Напиток оказывается совсем не компотиком, обжигая горло и стекая по пищеводу горячей струйкой, замешиваясь в кровь и туманя уставший за учебную неделю мозг. Недосып перед зачётами даёт о себе знать, погружая в расслабленную эйфорию и делая ближе ещё на шаг к решению сдаться на волю победителя. В пьяной прострации не замечаю, как в моей руке сменяется пустой бокал на полный, а рука парня сползает с талии на бедро, поглаживая круговыми спиралями попку. При каждой белой вспышке черты лица Паши становятся острее, а похоть в глазах пробирает до костей.
- Потанцуем, Никусь.
Он не спрашивает, а скорее утверждает и тянет меня безвольной куклой в противоположный конец зала, скрываясь от взглядов Макса и друзей. В эту часть не доходят истерические вспышки, погружая нас в темноту, и только блеск радужки и руки на спине подтверждают, что он рядом. Плавные покачивания, диссонирующие с общим тактом, расслабляют ещё больше и толкают меня коснуться его губ. Кажется, я готова двигаться дальше, не думая о последствиях и возможных сожалениях завтра.
Паша чувствует мой настрой, углубляя поцелуй и притягивая к себе ближе, не оставляя ни миллиметра между нашими телами. Его руки жадно шарят по телу, сжимая ягодицы и вдавливая в своё возбуждение, стоящее колом в штанах.
- Подари мне себя, Ника, - шепчет, отрываясь от губ и вырисовывая языком узоры на шее.

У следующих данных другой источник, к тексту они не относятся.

PR #3685, opened 2020-12-23
Add support for FETCH clause, CTEs and set operations

beikov:
Here a quick overview of the changes I did:

* SqmTranslatorFactory now receives SqmStatement during creation instead during translate call
* SqlAstTranslatorFactory now receives Statement during creation instead during translate call
* SqlAstTranslator receives `JdbcParameterBindings` and `QueryOptions` for `translate` which it can use for SQL rendering if needed
  => For some DBMS it is necessary to render parameters as literals in certain clauses
  => Note that the generated `JdbcOperation` has the capability to report if a different `JdbcParameterBindings` + `QueryOptions` are compatible
  => To avoid applying `QueryOptions` multiple times, the SQL related parts are "omitted" when passed to the executor through `SqlOmittingQueryOptions.omitSqlQueryOptions`
* Removed SimpleSqmUpdateTranslator, SimpleSqmDeleteTranslator, SqmInsertTranslator and SqmSelectTranslator and use the generic variant `SqmTranslator<? extends Statement>`
  => This allows to have a single translator class per dialect whereas before, we required 4
* Removed SqlAstUpdateTranslator, SqlAstDeleteTranslator, SqlAstInsertTranslator and SqlAstSelectTranslator and use the generic variant `SqlAstTranslator<? extends JdbcOperation>`
  => This allows to have a single translator class per dialect whereas before, we required 4
* Rework CTE support in HQL and SQL AST model to reflect what the SQL standard does
* Rework CTE SqmMultiTableMutationStrategy to use modifiable CTEs as it previously was equivalent to using inline VALUES clause
* QueryPart and SqmQueryPart as abstraction over set producing query expressions
* Add support for set operations (UNION, INTERSECT, EXCEPT) in HQL and SQL AST model
* Move most SQM AST translation logic to BaseSqmToSqlAstConverter for simpler extension for Dialect
* Move most SQL AST translation logic to AbstractSqlAstTranslator for simpler extension for Dialect
* Avoid rendering subclass or secondary table joins in general and especially for multi-table DML when possible
* Avoid rendering null precedence, and thus also avoid emulation, if it matches the null ordering of the database
* Implement all limit handler logic in `SqlAstTranslator` along with emulations for `percent` and `with ties` fetching if possible
* Integrate `LimitHandler`, lock-, hint- and comment rendering to SQL as preparation for native query support
* Use `Limit` in `LimitHandler` instead of now deprecated `RowSelection`
* Fix `PathRegistry` and `FromClauseIndex` related alias issues when using correlations in subqueries
* Implementing correlation path support for subqueries in SQM and JPA Criteria

In an upcoming PR I still want to:

* JPA Criteria support for set operations + more set operation tests
* Emulate INTERSECT and EXCEPT with EXISTS and NOT EXISTS
* Emulate UNION/INTERSECT/EXCEPT ALL with window functions


gavinking:
Wow, this sounds great!

Can you please give us a few examples of the kinds of queries that are supported here?

beikov:
For set operations, the prime example would be `FROM Person WHERE ... UNION ALL FROM Person WHERE ...` or `SELECT name FROM person UNION ALL SELECT name FROM some_other_relation`.

Deletes with the new CTE strategy implementation would generate queries like this:

```
with cte_ids as(
  select id from person where ...
), delete_1 as (
  delete from collection_table where person_id in (select id from cte_ids) returning person_id
), delete_2 as (
  delete from person where id in (select id from cte_ids) returning id
)
select count(*) from cte_ids
```

instead of multiple queries, which reduces the roundtrip time. I have planned to add another strategy called "anonymous block" which can be used for Oracle and other DBMS to combine multiple DML statements into a single statement.

The fetch clause part is essentially based on what PostgreSQL supports: https://www.postgresql.org/docs/current/sql-fetch.html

Вяло киваю, расплывчато соображая - на что дала согласие, и чувствую резкий рывок, отрывающий от пола и насаживающий к себе на торс. Вынужденно обхватываю руками шею и сплетаю ноги за его спиной, стремясь уменьшить качку и удержать внутри лишний коктейль. Из духоты вырываемся на воздух, который ледяными иголками впивается в незащищённую спину.
- Потерпи, Ник. Машина рядом.
Пиликанье сигнализации, остывший салон, отрезвляющий холод сидения под попой, хлопок двери, и шум разгоняющегося движка. Я, как в тумане, непонимающе кручу головой и щурюсь, настраивая резкость. Машина съезжает с освещённой проезжей части, проникает в тёмный двор и, проехав несколько подъездов, упирается в глухой загон, служащий когда-то местом для контейнеров.
Громко щёлкает ручник, печка набирает обороты, какой-то медляк льётся из динамиков. Паша перелезает ко мне назад и впивается в губы, дёргая пальцами пуговицу на джинсах. Прислушиваюсь к себе, стараясь понять свои ощущения. Смелость от выпитого льёт через край, плавя жаром и смешиваясь со страхом, вымораживающим изнутри. Мне хорошо до кружащихся в темпе вальса самолётиков, и одновременно плохо до тошноты, усиливающейся с увеличением скорости головокружения.
Оголённую грудь обдаёт прохладой, сжимающиеся на ней пальцы выбрасывают меня туда, в июньское утро, где другие пальцы игрались с соском. Делаю глубокий вдох, сдерживая себя от желания отстраниться, и твержу про себя, словно мантру: «это лечение… это лечение от него». Паша больше не сдерживается, добравшись до вожделенного десерта, сминает грудь, рычит и проникает рукой в трусики, раздвигая складочки и стремительно продвигаясь к цели. И вот тут накрывает, что это перебор. Не готова я делать такой большой шаг, похожий больше на стометровку, пробегающую на время.
- Паш.. Паш.. Прости… Я не готова… У меня ещё никого не было…
Вцепляюсь в его руку и вызволяю её из трусов, одновременно отодвигаясь и упираясь спиной в дверь. Становится тошно, как будто я изменила Дамиру, и меня начинает пробивать дрожь. Затуманенный взгляд Павла тяжелеет, губы растягиваются в оскал. Тусклое освещение от приборной панели искажает черты лица, проявляя что-то звериное. Шумное дыхание, переходящее в хрип еле сдерживаемого мужского желания.